When they were preparing to send me the data, the gitorious folks
started to rename them to the canonical names as I explained above.
However, because they created one directory for each user, they ran
into the maximum hardlinks that you can make in ext4. So about half
of them got renamed and half of them are still in hashed form. They
gave me a list of all the hashed-name mappings, in
'/home/astrid/mapping.txt.gz'.

Because this was a complete mess, I created a directory of symlinks
outside the image with the canonical names, pointing into it:

lrwxrwxrwx 1 root root 50 Jun 30 2015 /srv/gitorious/repositories/gitorious:mainline.git -> /mnt/gitorious/repositories/gitorious/mainline.git
lrwxrwxrwx 1 root root 74 Jun 30 2015 /srv/gitorious/repositories/zzn:zzn.git -> /mnt/gitorious/repositories/93f/8ba/205e4107d3822f26332a5c42cbd55f39ce.git

I have the image mounted on '/mnt/gitorious'. So to return the data
for 'zzn/zzn.git', the webserver transforms the '/' into a ':' and
serves the request with '/srv/gitorious' as the http root directory,
following symlinks.

I've collapsed the two mappings into a single file: /srv/softwareheritage/mirrors/gitorious.org/full_mapping.txt

I'm now running a git fsck on all the repositories. Output and results in worker01:/tmp/fsck.

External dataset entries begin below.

PR #1098, opened 2026-05-14
feat(chains): add featured chain sort

paulbalaji:
## Summary
- Add a hard-coded `featuredChains` config list.
- Make the chain picker default sort show featured chains first, then alphabetical.
- Keep explicit name/chain id/protocol sort options available.

## Validation
- `pnpm vitest --watch false src/features/chains/chainFilterSort.test.ts`
- `pnpm typecheck`
- `pnpm lint` (3 existing no-console warnings)

### DIFF
--- a/src/features/chains/chainFilterSort.ts
+++ b/src/features/chains/chainFilterSort.ts
@@ -1,9 +1,11 @@
 import { ProtocolType } from '@hyperlane-xyz/utils';
 
-import { ChainInfo } from './hooks';
+import { config } from '../../consts/config';
+import type { ChainInfo } from './hooks';
 
 // ── Sort ────────────────────────────────────────────────────────────
 export enum ChainSortBy {
+  Featured = 'featured',
   Name = 'name',
   ChainId = 'chain id',
   Protocol = 'protocol',
@@ -20,7 +22,7 @@ export interface SortState {
 }
 
 export const defaultSortState: SortState = {
-  sortBy: ChainSortBy.Name,
+  sortBy: ChainSortBy.Featured,
   sortOrder: SortOrder.Asc,
 };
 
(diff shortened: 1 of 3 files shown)


src/features/chains/chainFilterSort.ts
```diff
@@ -86,6 +95,19 @@ export function chainSearch({
...
+          const c1Rank = featuredChainRank.get(c1.name);
+          const c2Rank = featuredChainRank.get(c2.name);
+          const c1Featured = c1Rank !== undefined;
+          const c2Featured = c2Rank !== undefined;
+
+          if (c1Featured && c2Featured && c1Rank !== c2Rank) {
+            return sort.sortOrder === SortOrder.Asc ? c1Rank - c2Rank : c2Rank - c1Rank;
+          }
+          if (c1Featured && !c2Featured) return -1;
+          if (!c1Featured && c2Featured) return 1;
```
Xaroz: it is not gonna happen that `c1Rank === c2Rank` so the check might not be necessary, but if we wanna keep it should be also make a return path for `c1Rank === c2rank`?

Xaroz (approved):

src/features/chains/chainFilterSort.ts
paulbalaji: Good catch. Updated this to return directly when both chains are featured, so an equal rank would return `0` while preserving the configured order otherwise.

src/features/chains/chainFilterSort.ts
```diff
@@ -44,7 +46,14 @@ export function isFilterActive(filter: ChainFilterState): boolean {
...
 
-export const sortOptions = [ChainSortBy.Name, ChainSortBy.ChainId, ChainSortBy.Protocol];
+export const sortOptions = [
+  ChainSortBy.Featured,
+  ChainSortBy.Name,
+  ChainSortBy.ChainId,
+  ChainSortBy.Protocol,
+];
+
+const featuredChainRank = new Map(config.featuredChains.map((chainName, i) => [chainName, i]));
```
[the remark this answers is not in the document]
paulbalaji: Still valid. Added explicit duplicate detection while building `featuredChainRank`; the error includes the duplicate chain name and both indices so invalid `config.featuredChains` fails loudly.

olasd changed the visibility from "All Users" to "Public (No Login Required)".May 13 2016, 5:08 PM
rdicosmo added a parent task: Unknown Object (Maniphest Task).May 25 2016, 4:05 PM

The full mapping of gitorious repositories URLs to on-disk location is at uffizi:/srv/storage/space/mirrors/gitorious.org/full_mapping.txt

start-date: Fri Feb 10 16:40:00 UTC 2017

ardumont changed the task status from Open to Work in Progress.Feb 10 2017, 8:15 PM
ardumont claimed this task.

Command to trigger the messages (from worker01):

cat /srv/storage/space/mirrors/gitorious.org/full_mapping.txt | SWH_WORKER_INSTANCE=swh_loader_git_disk ./load_gitorious.py --root-repositories /srv/storage/space/mirrors/gitorious.org/mnt/repositories

(The script defaults to use the right queue 'swh_loader_git_express' and the right origin-date 'Wed, 30 Mar 2016 09:40:04 +0200')

source: load_gitorious.py

zack added a project: Restricted Project.Feb 12 2017, 6:13 PM
zack renamed this task from ingest gitorious repositories to ingest Gitorious repositories.Feb 12 2017, 6:37 PM
zack moved this task from Restricted Project Column to Restricted Project Column on the Restricted Project board.

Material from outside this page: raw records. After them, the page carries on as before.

PR #1109, opened 2026-05-19
fix: fixed logic merging warp core config assuming eveything is an array

xeno097:
## Summary

  Fixes a bug in `reduceOptions` (`src/features/warpCore/warpCoreConfig.ts`) where every
  non-primitive value in `WarpCoreConfig.options` was assumed to be an array and merged via
  `.concat()`. If a config supplied an object-valued option (e.g. a forward-looking
  `sealevel.altAddresses`), `(acc[key] || []).concat(o[key])` produced an array wrapping the
  object instead of merging it, breaking downstream consumers.

  ## What changed

  Type-aware merge across the three value shapes that can appear under an options key:

  - **Array** → concatenate (preserves prior behavior for `interchainFeeConstants`,
  `localFeeConstants`, `routeBlacklist`)
  - **Object** → deep-merge last-wins via `objMerge` from `@hyperlane-xyz/utils` (already
  used elsewhere in the file)
  - **Scalar** → last-write-wins, skipping nullish incoming values via `isNullish` so a later
   `null` doesn't clobber an earlier real value

  Also guards `!Array.isArray(current)` on the object branch so a prior array isn't spread as
   `{0: ..., 1: ...}` if a later config writes an object under the same key.

  ## Tests

  Added table-style tests for `reduceOptions` covering:
  - array concat across configs
  - object deep-merge (nested keys preserved last-wins)
  - scalar overwrite
  - inconsistent-shape across configs (array then object)
  - nullish incoming scalar ignored
  - empty list and undefined entries

### DIFF
--- a/src/features/warpCore/warpCoreConfig.test.ts
+++ b/src/features/warpCore/warpCoreConfig.test.ts
@@ -1,7 +1,13 @@
-import { TokenStandard } from '@hyperlane-xyz/sdk';
+import { TokenStandard, WarpCoreConfig } from '@hyperlane-xyz/sdk';
 import { describe, expect, test } from 'vitest';
 
-import { dedupeTokens, NullableAddressWarpCoreToken } from './warpCoreConfig';
+import { dedupeTokens, NullableAddressWarpCoreToken, reduceOptions } from './warpCoreConfig';
+
+// The WarpCoreConfig['options'] schema currently only declares array-valued fields,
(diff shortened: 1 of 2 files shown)


paulbalaji:
@claude review please good sire

xeno097:
Superseded by #1170, which ports this `reduceOptions` fix (including the review-requested `objMerge` change and tests) alongside the SVM offchain fee-quoting flow, all targeting `main`. Closing in favor of that PR.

Visit dates have been fixed for the origins already injected.

Update on this.

The first initial import finished around 4th of April 2017.

After analysis, there were:

  • missing repositories 11.9% (14.3k out of 120.3k). There were not logged in error. Either I missed them initially (Occam's razor and everything but that does not feel right to me...), or that might be the issue we had about the db (@olasd fixed). Loaders being unable to connect to db and thus no log...
  • repositories in errors 3.5% (102.3k out of 106k) mostly due to the same issue referenced in the googlecode svn ingestion task.

All those have been rescheduled since 20th of April 2017 (well in multiple steps...).
They are currently being consumed.

As of now, ingestion, after multiple (re)schedulings, has been done.

116188 / 120381 have been ingested with full visits.

This gives ~3.48% of errors.

Those errors needs to be analyzed (T674).